Interferon-γ release assays (IGRA) are medical tests used in the diagnosis of some infectious diseases, especially tuberculosis.  Interferon-γ (IFN-γ) release assays rely on the fact that T-lymphocytes will release IFN-γ when exposed to specific antigens.  These tests are mostly developed for the field of tuberculosis diagnosis, but in theory, may be used in the diagnosis of other diseases which rely on cell-mediated immunity, e.g. cytomegalovirus and leishmaniasis.  For example, in patients with cutaneous adverse drug reactions, challenge of peripheral blood lymphocytes with the drug causing the reaction produced a positive test result for half of the drugs tested.

There are currently two IFN-γ release assays available for the diagnosis of tuberculosis:
 QuantiFERON-TB Gold (licensed in US, Europe and Japan); and
 T-SPOT.TB, a form of ELISpot, the variant of ELISA (licensed in Europe, US, Japan and China).

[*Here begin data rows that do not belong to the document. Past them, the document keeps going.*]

PR #425, opened 2025-11-07
Prof Invites

### LINKED ISSUE #267: Prof invite link
**Description**

Right now it's kinda annoying to add new profs to the system, since we basically have to create the course, send them an invite link (which makes them a student), and then remember later to promote them to prof.

I think an easy feature fix would be to create a invite link that will automatically make the person a professor.

Probably best to hide the feature somewhere since it'd only be used by us admins

AdamFipke:
# Description

## UPDATE May 5th, 2026

- I've allowed Org Profs to also create Prof Invites for their courses since we have several professors that create and manage courses for their fellow professors. 

Other small things:
- I've made it so the search for getUsers endpoint for org admins now searches both email *and* name (previously, it would only search name)
- Moved the Course Invite Link section above the Course Features section since I think it's slightly more important
- I've added a little "Advanced" divider to the General Course Settings screen

image

I also have some other changes but I think i'll make another PR for that one so this one is already getting a little bloated.

## Original Description (pretty much all still stands)

- Adds Professor Invites (admin-only)
  - Expires (default after 1 week)
  - Has X number of uses (defaults to 1)
  - Emails the admin who created the invite when the invite gets consumed (as well as many edge and error cases, including names of those that attempt to use it)
  - Works the same as course invites, meaning it works with users that don't have accounts yet, aren't logged in, etc.
  - Note that admins don't need to actually be in the course to create a prof invite.

image
image
image

- Remembered to showcase it in the Organization Member Role History
image
image

- Comes with an admin view to show all prof invites (partially for fun, partially so that us admins can easily track what all of us are doing)
image

- Transformed the ProfessorSelector into its own component (it's used in 3 areas).
  - Added emails (since some admins have multiple accounts)
  - Fixed the search with it too
image

- After creating a course, admins now immediately get directed to creating a professor invite
image

- Added a highlightedCourse query param to /courses for a slight highlight. Right now it's only used when an org prof creates a course to highlight it. Could probably be used in some other situations.
image
image

- Refactored Queue+Course invites to use new QUERY_PARAMS constant (to easily connect query params between frontend and backend).
- Made it so `organization-roles.guard.ts` can take an `orgId` param (not just `oid)`, and to also throw a 500error if no `orgId` was given. Throws a 400 error if `!Number(orgId)`

Closes #267 

## Type of change

# How Has This Been Tested?

- Integration tests
- Service tests

- Modified `expectEmailsSent` to allow one to test the email body & subject (and will test to make sure there's no "null" or "undefined" or "object Object" or "{}" in the body & subject.

# Checklist:


docs/DEVELOPING.md
```diff
@@ -125,10 +125,10 @@ Unit test files should be colocated with the file they test.
 
 Integration tests are located in the `test` folder.
 
-`yarn test` at root level runs all tests, but you can also selectively run tests by running `yarn test` while inside a package.
```
AdamFipke: It took me *so* long to figure out what this meant and now I feel silly. It's literally just saying "if you run `yarn test` in `packages/frontend` it will run frontend tests. if you run `yarn test` in `packages/server` it will run backend tests."

We don't have frontend tests, so I just removed it to reduce confusion

packages/server/test/prof-invite.integration.ts
```diff
@@ -0,0 +1,379 @@
...
+
+      expect(res.body).toHaveLength(1);
+      const invite = res.body[0];
+      expect(invite).toHaveProperty('code');
+      expect(invite.course.name).toBe('Course A');
+      expect(invite.adminUser.email).toBe('admin@a.com');
+
+      expect(invite).not.toHaveProperty('organization');
+
+      expect(res.body).toMatchSnapshot([inviteMatcher]);
```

The former test quantitates the amount of IFN-γ produced in response to the ESAT-6 and CFP-10 antigens from Mycobacterium tuberculosis, which are distinguishable from those present in BCG and most other non-tuberculous mycobacteria.  The latter test determines the total number of individual effector T cells expressing IFN-γ.

The indications for the test are still disputed.  It has been evaluated for the diagnosis of latent tuberculosis in HIV patients (who frequently have a negative Mantoux test).